Мы перешли к другим темам – музыке, а именно, о возвышенности и красоте трех последних фортепианных сонат Бетховена. Пастернак считал их сильнее поздних квартетов композитора, и Ахматова разделяла это мнение: вся ее душа откликалась на эту музыку. Параллель, которую Пастернак проводил между Бахом и Шопеном, казалась ей странной и занимательной. Она сказала, что с Пастернаком ей легче говорить о музыке, чем о поэзии.
Ахматова заговорила о своем одиночестве и изоляции – как личной, так и профессиональной. Ленинград после войны казался ей огромным кладбищем: он походил на лес после пожара, где несколько сохранившихся деревьев лишь усиливали боль утраты. У Ахматовой было много друзей – Лозинский, Жирмунский, Харджиев, Ардовы, Ольга Бергольц, Лидия Чуковская, Эмма Герштейн (она не упомянула Гаршина и Надежду Мандельштам, о которых я тогда ничего не знал). Но она не искала у них поддержки. Морально выжить ей помогало искусство, образы прошлого: пушкинский Петербург, Дон Жуан Байрона, Моцарт, Мольер, великая панорама итальянского Возрождения. Она зарабатывала на жизнь переводами. С большим трудом ей удалось добиться разрешения переводить письма не Ромена Роллана, а Рубенса. Она спросила меня, знаком ли я с этими письмами. Заговорили о Ренессансе. Мне было интересно узнать, является ли для нее этот период реальным историческим прошлым, заселенным несовершенными человеческими существами, или идеализированной картиной воображаемого мира.

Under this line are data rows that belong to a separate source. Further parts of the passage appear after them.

PR #619, opened 2018-04-19
multi selection of rows with shift-click

### LINKED ISSUE #440: Retry custom selections of multiple messages
At the moment, the retry options are: Retry 1 or more selected messages or retry all. This is fine when dealing with a few messages but it is not great when there are many failed message.

Providing shift-click de/selection would give users fine-grained selection when they need it.

HEskandari:
Resolves #440


sergioc:
Still WIP @HEskandari ?

HEskandari:
@sergioc yes. There's an issue with Angular double firing the click event.

WojcikMike:
@WilliamBZA @HEskandari can you take a look?

src/ServicePulse.Host/app/js/directives/ui.particular.multi-checkboxlist.js
```diff
@@ -0,0 +1,104 @@
...
+
+
+    function controller($scope) {
+
+        var selectActions = Object.freeze({
+            Selection: 1,
+            Deselection: 2
+        });
+
+        $scope.selectRow = function(row, value){
```
WilliamBZA: Doesn't look like this is used anywhere in the view, so we could drop this from scope

src/ServicePulse.Host/app/js/directives/ui.particular.multi-checkboxlist.js
```diff
@@ -0,0 +1,104 @@
...
+            if (row.selected === value) {
+                return;
+            }
+            row.selected = value;
+            $scope.updateSelectedIdsWithMessage(row);
+        };
+
+        $scope.selectWithShift = function(row, index){
```
WilliamBZA: Same here, doesn't look like it has to be raised to scope

src/ServicePulse.Host/app/js/directives/ui.particular.multi-checkboxlist.js
```diff
@@ -0,0 +1,104 @@
...
+            if ($scope.selectedIds.length === 0) {
+                $scope.multiselection.lastSelectedIndex = -1;
+            }
+
+            //Removes text selection that happens 
+            //due to shift key being down.
+            document.getSelection().removeAllRanges();
+        };
+
+        $scope.selectSingleRow = function(row, index){
```
WilliamBZA: Also here

src/ServicePulse.Host/app/js/directives/ui.particular.multi-checkboxlist.js
```diff
@@ -0,0 +1,104 @@
...
+
+            //Stop event propagation since 
+            //there are nested elements
+            if (event.stopPropagation) event.stopPropagation();
+            if (event.preventDefault) event.preventDefault();
+            event.cancelBubble = true;
+            event.returnValue = false;
+        };
+
+        $scope.updateSelectedIdsWithMessage = function (row) {
```
WilliamBZA: Doesn't have to be on scope

src/ServicePulse.Host/app/js/directives/ui.particular.multi-checkboxlist.js
```diff
@@ -10,23 +10,23 @@
             Deselection: 2
         });
 
-        $scope.selectRow = function(row, value){
+        function selectRow(row, value){
```
WilliamBZA: I would actually prefer these as local vars instead of functions so that they don't get hoisted 😜

Issue #266, opened 2016-02-11
As a user I expect to be able to sort failed message groups


mauroservienti:
In the failed message groups view would be very handy to allow the user to sort groups given the available columns.

johnsimons:
I am pretty sure the current view is sorted by date of last failure per group, in other words, a group that has recent failures will show above olders failures on another group.

Does this make sense ?

Not sure what the value is in providing sort for all columns, can you explain the use case ?

mauroservienti:
> I am pretty sure the current view is sorted by date of last failure per group, in other words, a group that has recent failures will show above olders failures on another group.
Does this make sense ?

As a default option, yes it makes sense.

> Not sure what the value is in providing sort for all columns, can you explain the use case ?

In the scenario @ramonsmits and I were facing there were many failed messages group and we found ourselves scanning the groups several time looking for correlation across messages, would have been much easier to be able to sort by exception message (the group title) for example, or in some cases by message count.

johnsimons:
> we found ourselves scanning the groups several time looking for correlation across messages

What was the use case for this ?
I'm asking because maybe there is a different way we can achive this.

mauroservienti:
in that case we were debugging ServiceControl on a production environment, but given the way messages are goup end users may find themselves doing the same thing. The issue with grouping is that, as far as we have understood, we group by default by `exception message` causing some weird behavior.

ramonsmits:
In most environments it makes the most sense to retry old groups first as these would normally be retried after deploying a fix. After a fix its unlikely that new messages are added to the group meaning this group will slide down while it is the best candidate to retry so should be, IMHO, at the top.

PR #858, opened 2020-04-21
Add sort on failed message groups

WilliamBZA:
Closes https://github.com/Particular/ServicePulse/issues/266

Adds a sort option on the failed message groups.

Adds sort for all the main fields on the group:

* Name
* First failure
* Last failure
* Last retry
* Number of messages

image

It also saves the sort so that the next time the user views the page it restores the previously selected sort.


WilliamBZA:
Rebased

PR #859, opened 2020-04-21
Fix gitignore

WilliamBZA:


WilliamBZA:
@adamralph your commit breaks it.

image

PR #860, opened 2020-04-22
Add a version check and upgrade link for outdated Monitoring Instances

WilliamBZA:
Adds a check that displays the monitoring version and if there is an upgrade available.

image

Requires https://github.com/Particular/ServiceControl/pull/1972 to function, but if https://github.com/Particular/ServiceControl/pull/1972 is not merged this gracefully degrades to the current behaviour.


WilliamBZA:
Ping @ramonsmits and @WojcikMike  and @sergioc

WilliamBZA:
@ramonsmits how about we merge this as is, and add a small tasks board to combine the connection icons and the version check?

PR #865, opened 2020-04-22
Distinction between "no connection" and "no data" and improved troubleshooting hints

### LINKED ISSUE #755: The message when monitoring is not available is not clear
When you go to the monitoring tab, if there is no data to display you see the following:

image

The third point is not very clear. I believe the original intent was to capture endpoints that don't have the monitoring plugin installed. They would normally appear on this page if they are sending data to ServiceControl. If there is no data at all to display, then you see this message.

I'm not sure that it adds any value. Perhaps we should consider dropping this point altogether. It may make more sense to have a generic "Why don't my endpoints appear?" link off to the documentation website with some troubleshooting guidelines.

ramonsmits:
Resolves #755

No connectivity:
image

No data:
image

Ахматова ответила, что, конечно, последнее. Вся поэзия и искусство того времени были для нее – здесь она заимствовала выражение Мандельштама – своего рода ностальгией по мировой культуре, и наряду с этим стремлением к культуре универсальной, как это представляли Гете и Шлегель. В искусстве, отражающим природу, любовь, смерть, отчаяние и страдание, она видела реальность без времени и истории, вещь в себе.
Вновь и вновь она говорила о дореволюционном Петербурге: городе, где она сформировалась, как поэт, городе скрывающим будущее под покровом ночи.
Ахматова ни в коей мере не пыталась пробудить жалость к себе, она казалось королевой в изгнании, гордой, несчастной, недосягаемой и блистательной в своем красноречии.
Рассказ о трагедии ее жизни не сравним ни с чем, что я слышал до сих пор, и воспоминание о нем до сих пор живо и больно. Я спросил Ахматову, не собирается ли она написать автобиографический роман, на что та ответила, что сама ее поэзия, в особенности, «Поэма без героя», является таковым. Она снова прочитала мне эту поэму, и я опять умолял дать мне ее переписать и вновь получил отказ. Наш разговор, переходящий от предметов литературы и искусства к глубоко личным сторонам жизни, закончился лишь поздним утром следующего дня.